• [GOAL OF THE EXERCISE] Would you repeat each line below precisely as it stands?

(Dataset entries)
[Start of section]
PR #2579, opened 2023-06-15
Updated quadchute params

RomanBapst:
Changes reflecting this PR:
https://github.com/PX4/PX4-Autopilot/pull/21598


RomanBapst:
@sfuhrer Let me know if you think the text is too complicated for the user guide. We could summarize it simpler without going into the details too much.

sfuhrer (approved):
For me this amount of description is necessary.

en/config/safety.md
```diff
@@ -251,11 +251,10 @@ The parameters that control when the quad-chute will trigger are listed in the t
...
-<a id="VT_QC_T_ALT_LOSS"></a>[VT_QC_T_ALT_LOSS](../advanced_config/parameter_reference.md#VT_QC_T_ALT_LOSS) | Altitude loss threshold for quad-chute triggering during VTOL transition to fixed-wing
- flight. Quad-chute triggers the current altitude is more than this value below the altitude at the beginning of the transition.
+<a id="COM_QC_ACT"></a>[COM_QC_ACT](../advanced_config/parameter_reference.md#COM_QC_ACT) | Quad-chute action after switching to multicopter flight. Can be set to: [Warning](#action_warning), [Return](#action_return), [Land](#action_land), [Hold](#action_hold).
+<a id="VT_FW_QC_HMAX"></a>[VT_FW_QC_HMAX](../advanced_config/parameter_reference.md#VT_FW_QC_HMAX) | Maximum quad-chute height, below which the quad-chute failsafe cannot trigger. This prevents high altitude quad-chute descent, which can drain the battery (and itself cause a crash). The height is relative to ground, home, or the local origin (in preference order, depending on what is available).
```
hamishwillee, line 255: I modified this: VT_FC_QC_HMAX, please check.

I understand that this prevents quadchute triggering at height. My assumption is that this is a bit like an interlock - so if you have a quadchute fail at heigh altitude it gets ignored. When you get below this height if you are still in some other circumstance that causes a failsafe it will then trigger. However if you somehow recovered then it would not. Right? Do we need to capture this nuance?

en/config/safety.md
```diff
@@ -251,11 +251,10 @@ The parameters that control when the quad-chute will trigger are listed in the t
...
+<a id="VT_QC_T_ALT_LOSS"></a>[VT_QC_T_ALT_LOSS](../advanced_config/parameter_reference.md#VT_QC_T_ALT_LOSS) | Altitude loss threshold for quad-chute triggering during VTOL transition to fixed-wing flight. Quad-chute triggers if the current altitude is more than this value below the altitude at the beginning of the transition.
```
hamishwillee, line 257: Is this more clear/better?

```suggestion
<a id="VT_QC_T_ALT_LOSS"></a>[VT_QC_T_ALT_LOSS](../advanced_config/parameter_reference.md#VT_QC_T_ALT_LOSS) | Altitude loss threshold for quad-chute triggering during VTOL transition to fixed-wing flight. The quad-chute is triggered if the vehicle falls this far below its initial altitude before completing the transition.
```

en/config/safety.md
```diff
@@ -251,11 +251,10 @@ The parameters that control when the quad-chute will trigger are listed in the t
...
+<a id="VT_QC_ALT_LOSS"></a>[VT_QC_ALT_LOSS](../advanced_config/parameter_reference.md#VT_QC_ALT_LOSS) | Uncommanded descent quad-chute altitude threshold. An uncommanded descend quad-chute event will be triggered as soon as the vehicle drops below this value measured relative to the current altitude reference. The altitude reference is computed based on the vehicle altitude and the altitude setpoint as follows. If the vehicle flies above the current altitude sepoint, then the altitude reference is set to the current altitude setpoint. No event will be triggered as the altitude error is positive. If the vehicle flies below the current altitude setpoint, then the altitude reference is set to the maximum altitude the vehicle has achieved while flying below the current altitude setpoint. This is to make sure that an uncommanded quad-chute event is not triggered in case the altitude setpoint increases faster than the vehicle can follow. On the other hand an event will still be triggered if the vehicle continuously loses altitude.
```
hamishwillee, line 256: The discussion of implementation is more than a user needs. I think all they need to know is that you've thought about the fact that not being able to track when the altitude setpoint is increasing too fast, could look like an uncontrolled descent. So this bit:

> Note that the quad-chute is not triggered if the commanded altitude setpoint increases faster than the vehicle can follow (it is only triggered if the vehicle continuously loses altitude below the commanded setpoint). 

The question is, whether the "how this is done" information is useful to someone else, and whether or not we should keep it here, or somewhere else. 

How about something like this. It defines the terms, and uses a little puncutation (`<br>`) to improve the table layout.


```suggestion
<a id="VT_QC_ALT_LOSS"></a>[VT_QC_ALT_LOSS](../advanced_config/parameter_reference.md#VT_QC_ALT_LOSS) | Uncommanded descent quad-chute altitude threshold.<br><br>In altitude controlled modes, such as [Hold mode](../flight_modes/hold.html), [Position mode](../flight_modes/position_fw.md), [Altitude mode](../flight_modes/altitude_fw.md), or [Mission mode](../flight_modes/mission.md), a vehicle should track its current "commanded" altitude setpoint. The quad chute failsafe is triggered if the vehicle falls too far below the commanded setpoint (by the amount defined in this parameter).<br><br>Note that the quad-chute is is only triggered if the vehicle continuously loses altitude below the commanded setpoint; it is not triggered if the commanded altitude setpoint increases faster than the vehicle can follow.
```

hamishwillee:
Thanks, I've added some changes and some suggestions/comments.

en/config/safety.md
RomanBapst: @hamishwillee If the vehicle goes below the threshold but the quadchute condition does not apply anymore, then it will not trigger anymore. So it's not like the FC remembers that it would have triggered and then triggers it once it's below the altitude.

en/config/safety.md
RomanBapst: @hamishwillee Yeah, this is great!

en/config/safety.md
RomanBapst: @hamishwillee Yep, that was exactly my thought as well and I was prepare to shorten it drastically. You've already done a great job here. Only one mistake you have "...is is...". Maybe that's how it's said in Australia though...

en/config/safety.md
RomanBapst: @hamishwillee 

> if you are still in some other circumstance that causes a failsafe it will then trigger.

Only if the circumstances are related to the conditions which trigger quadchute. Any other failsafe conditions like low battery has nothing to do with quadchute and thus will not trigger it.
[End of section]
• [EXERCISE RESULT]
PR #2579, opened 2023-06-15
Updated quadchute params

RomanBapst:
Changes reflecting this PR:
https://github.com/PX4/PX4-Autopilot/pull/21598


RomanBapst:
@sfuhrer Let me know if you think the text is too complicated for the user guide. We could summarize it simpler without going into the details too much.

sfuhrer (approved):
For me this amount of description is necessary.

en/config/safety.md
```diff
@@ -251,11 +251,10 @@ The parameters that control when the quad-chute will trigger are listed in the t
...
-<a id="VT_QC_T_ALT_LOSS"></a>[VT_QC_T_ALT_LOSS](../advanced_config/parameter_reference.md#VT_QC_T_ALT_LOSS) | Altitude loss threshold for quad-chute triggering during VTOL transition to fixed-wing
- flight. Quad-chute triggers the current altitude is more than this value below the altitude at the beginning of the transition.
+<a id="COM_QC_ACT"></a>[COM_QC_ACT](../advanced_config/parameter_reference.md#COM_QC_ACT) | Quad-chute action after switching to multicopter flight. Can be set to: [Warning](#action_warning), [Return](#action_return), [Land](#action_land), [Hold](#action_hold).
+<a id="VT_FW_QC_HMAX"></a>[VT_FW_QC_HMAX](../advanced_config/parameter_reference.md#VT_FW_QC_HMAX) | Maximum quad-chute height, below which the quad-chute failsafe cannot trigger. This prevents high altitude quad-chute descent, which can drain the battery (and itself cause a crash). The height is relative to ground, home, or the local origin (in preference order, depending on what is available).
```
hamishwillee, line 255: I modified this: VT_FC_QC_HMAX, please check.

I understand that this prevents quadchute triggering at height. My assumption is that this is a bit like an interlock - so if you have a quadchute fail at heigh altitude it gets ignored. When you get below this height if you are still in some other circumstance that causes a failsafe it will then trigger. However if you somehow recovered then it would not. Right? Do we need to capture this nuance?

en/config/safety.md
```diff
@@ -251,11 +251,10 @@ The parameters that control when the quad-chute will trigger are listed in the t
...
+<a id="VT_QC_T_ALT_LOSS"></a>[VT_QC_T_ALT_LOSS](../advanced_config/parameter_reference.md#VT_QC_T_ALT_LOSS) | Altitude loss threshold for quad-chute triggering during VTOL transition to fixed-wing flight. Quad-chute triggers if the current altitude is more than this value below the altitude at the beginning of the transition.
```
hamishwillee, line 257: Is this more clear/better?

```suggestion
<a id="VT_QC_T_ALT_LOSS"></a>[VT_QC_T_ALT_LOSS](../advanced_config/parameter_reference.md#VT_QC_T_ALT_LOSS) | Altitude loss threshold for quad-chute triggering during VTOL transition to fixed-wing flight. The quad-chute is triggered if the vehicle falls this far below its initial altitude before completing the transition.
```

en/config/safety.md
```diff
@@ -251,11 +251,10 @@ The parameters that control when the quad-chute will trigger are listed in the t
...
+<a id="VT_QC_ALT_LOSS"></a>[VT_QC_ALT_LOSS](../advanced_config/parameter_reference.md#VT_QC_ALT_LOSS) | Uncommanded descent quad-chute altitude threshold. An uncommanded descend quad-chute event will be triggered as soon as the vehicle drops below this value measured relative to the current altitude reference. The altitude reference is computed based on the vehicle altitude and the altitude setpoint as follows. If the vehicle flies above the current altitude sepoint, then the altitude reference is set to the current altitude setpoint. No event will be triggered as the altitude error is positive. If the vehicle flies below the current altitude setpoint, then the altitude reference is set to the maximum altitude the vehicle has achieved while flying below the current altitude setpoint. This is to make sure that an uncommanded quad-chute event is not triggered in case the altitude setpoint increases faster than the vehicle can follow. On the other hand an event will still be triggered if the vehicle continuously loses altitude.
```
hamishwillee, line 256: The discussion of implementation is more than a user needs. I think all they need to know is that you've thought about the fact that not being able to track when the altitude setpoint is increasing too fast, could look like an uncontrolled descent. So this bit:

> Note that the quad-chute is not triggered if the commanded altitude setpoint increases faster than the vehicle can follow (it is only triggered if the vehicle continuously loses altitude below the commanded setpoint). 

The question is, whether the "how this is done" information is useful to someone else, and whether or not we should keep it here, or somewhere else. 

How about something like this. It defines the terms, and uses a little puncutation (`<br>`) to improve the table layout.


```suggestion
<a id="VT_QC_ALT_LOSS"></a>[VT_QC_ALT_LOSS](../advanced_config/parameter_reference.md#VT_QC_ALT_LOSS) | Uncommanded descent quad-chute altitude threshold.<br><br>In altitude controlled modes, such as [Hold mode](../flight_modes/hold.html), [Position mode](../flight_modes/position_fw.md), [Altitude mode](../flight_modes/altitude_fw.md), or [Mission mode](../flight_modes/mission.md), a vehicle should track its current "commanded" altitude setpoint. The quad chute failsafe is triggered if the vehicle falls too far below the commanded setpoint (by the amount defined in this parameter).<br><br>Note that the quad-chute is is only triggered if the vehicle continuously loses altitude below the commanded setpoint; it is not triggered if the commanded altitude setpoint increases faster than the vehicle can follow.
```

hamishwillee:
Thanks, I've added some changes and some suggestions/comments.

en/config/safety.md
RomanBapst: @hamishwillee If the vehicle goes below the threshold but the quadchute condition does not apply anymore, then it will not trigger anymore. So it's not like the FC remembers that it would have triggered and then triggers it once it's below the altitude.

en/config/safety.md
RomanBapst: @hamishwillee Yeah, this is great!

en/config/safety.md
RomanBapst: @hamishwillee Yep, that was exactly my thought as well and I was prepare to shorten it drastically. You've already done a great job here. Only one mistake you have "...is is...". Maybe that's how it's said in Australia though...

en/config/safety.md
RomanBapst: @hamishwillee 

> if you are still in some other circumstance that causes a failsafe it will then trigger.

Only if the circumstances are related to the conditions which trigger quadchute. Any other failsafe conditions like low battery has nothing to do with quadchute and thus will not trigger it.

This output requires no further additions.